### TASK REQUIREMENTS
Search term "existing": copy each line of the data containing it.

### INFORMATION SHOWN
[Start of Attachment]

PR #1085, opened 2020-10-27
P4 2339 validate prisoner category

martyn-w:
### Jira link

P4-2339

### What?

I have added/removed/altered:

- [x] Added validation of prisoner category 

### Why?

I am doing this because:

- Cat-A prisoners (and associated categories H and E) should not be moved by BaSM

### Have you? (optional)

### DIFF
--- a/spec/requests/api/moves_controller_create_v2_spec.rb
+++ b/spec/requests/api/moves_controller_create_v2_spec.rb
@@ -513,6 +513,32 @@ RSpec.describe Api::MovesController do
         end
       end
     end
+
+    context 'when the profile is for a Cat A prisoner' do
+      let(:profile) { create(:profile, :category_a) }
+      let(:errors_422) do
+        [
+          {
+            'title' => 'Unprocessable entity',
+            'detail' => "Profile person is a category 'a' prisoner and cannot be moved using this service",
+            'source' => { 'pointer' => '/data/attributes/profile' },
+            'code' => 'unsupported_prisoner_category',
+          },
+        ]
+      end
+
+      it_behaves_like 'an endpoint that responds with error 422' do
+        before { do_post }
+      end
+    end
+
+    context 'when the profile is for a Cat B prisoner' do
+      let(:profile) { create(:profile, :category_b) }
+
+      it_behaves_like 'an endpoint that responds with success 201' do
+        before { do_post }
+      end
+    end
   end
 
   def do_post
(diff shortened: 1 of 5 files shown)


spec/requests/api/moves_controller_create_v2_spec.rb
```diff
@@ -513,6 +513,32 @@
...
       end
     end
+
+    context 'when the profile is for a Cat A prisoner' do
+      let(:profile) { create(:profile, :category_a) }
+      let(:errors_422) do
+        [
+          {
+            'title' => 'Unprocessable entity',
+            'detail' => "Profile person is a category 'a' prisoner and cannot be moved using this service",
```
Nimphal, line 523: Super minor, but should this be capital `A`?

cwrw: very good question, in our API controller we `.humanize` the detail message, which in turn downcases the `A`:
https://github.com/ministryofjustice/hmpps-book-secure-move-api/blob/master/app/controllers/api_controller.rb#L182

Nimphal: Ah, that's a bit inconvenient :D We've had to end up implementing words that are exceptions in other projects, so that things like HMP and YOI don't get downcased.

cwrw (approved):
looks good 👍  Is the FE going to be surfacing a similar message to users when they see this error? Also how will this work with existing users in the system that are Cat A, as moves can no longer be updated so can't be cancelled etc.?

spec/requests/api/moves_controller_create_v2_spec.rb
martyn-w: yep its some annoying rails magic :-|

martyn-w:
Hi @cwrw 

> Is the FE going to be surfacing a similar message to users when they see this error?

Yes, the FE will be updated to check the category of the prisoner (P4-2310). However, I see that they want to do that check _before_ the move is created, so that will require a new endpoint, or perhaps extra attributes on an existing endpoint. I'll chat with @solidgoldpig about what he prefers.

> Also how will this work with existing people in the system that are Cat A, as moves can no longer be updated so can't be cancelled etc.?

Good question. I have checked and fortunately we have very few records in our system for Cat-A, and none are for current moves, so we should be fine in that regard.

[End of Attachment]

### THE ANSWER
looks good 👍  Is the FE going to be surfacing a similar message to users when they see this error? Also how will this work with existing users in the system that are Cat A, as moves can no longer be updated so can't be cancelled etc.?
Yes, the FE will be updated to check the category of the prisoner (P4-2310). However, I see that they want to do that check _before_ the move is created, so that will require a new endpoint, or perhaps extra attributes on an existing endpoint. I'll chat with @solidgoldpig about what he prefers.
> Also how will this work with existing people in the system that are Cat A, as moves can no longer be updated so can't be cancelled etc.?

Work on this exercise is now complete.